"""

PR #5113, opened 2025-05-28
fix(core): make `'.'` part of `ethereum__unknown_contract_address`

romanz:
Following https://github.com/trezor/trezor-firmware/pull/5086#discussion_r2111306385.


romanz:
If we (re)-add `'.'` to `ethereum__unknown_contract_address`, the layouts change a bit - is it OK?

image
image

"""

Take the line that contains "If we (re)-add" and every line after it to the end of the entries above, and reproduce them exactly.

If we (re)-add `'.'` to `ethereum__unknown_contract_address`, the layouts change a bit - is it OK?

image
image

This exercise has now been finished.